[Saved data entries]
PR #5924, opened 2024-02-20
Fix a rare error when the GC and ML make landfall

Basilisk3:
This is the same issue as fixed in #5829.

**How to reproduce this 100% of the time:** 
- Spawn a line of GCs via the Alt+F2 menu (the line must be both on land and in the water)
- Give a movement order to the units you spawned in

This is a very rare bug, but it can happen in real games too.


Garanas:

What to do :: Please show every line of the entries above that contains the word "rare".

Written response ::
Fix a rare error when the GC and ML make landfall
This is a very rare bug, but it can happen in real games too.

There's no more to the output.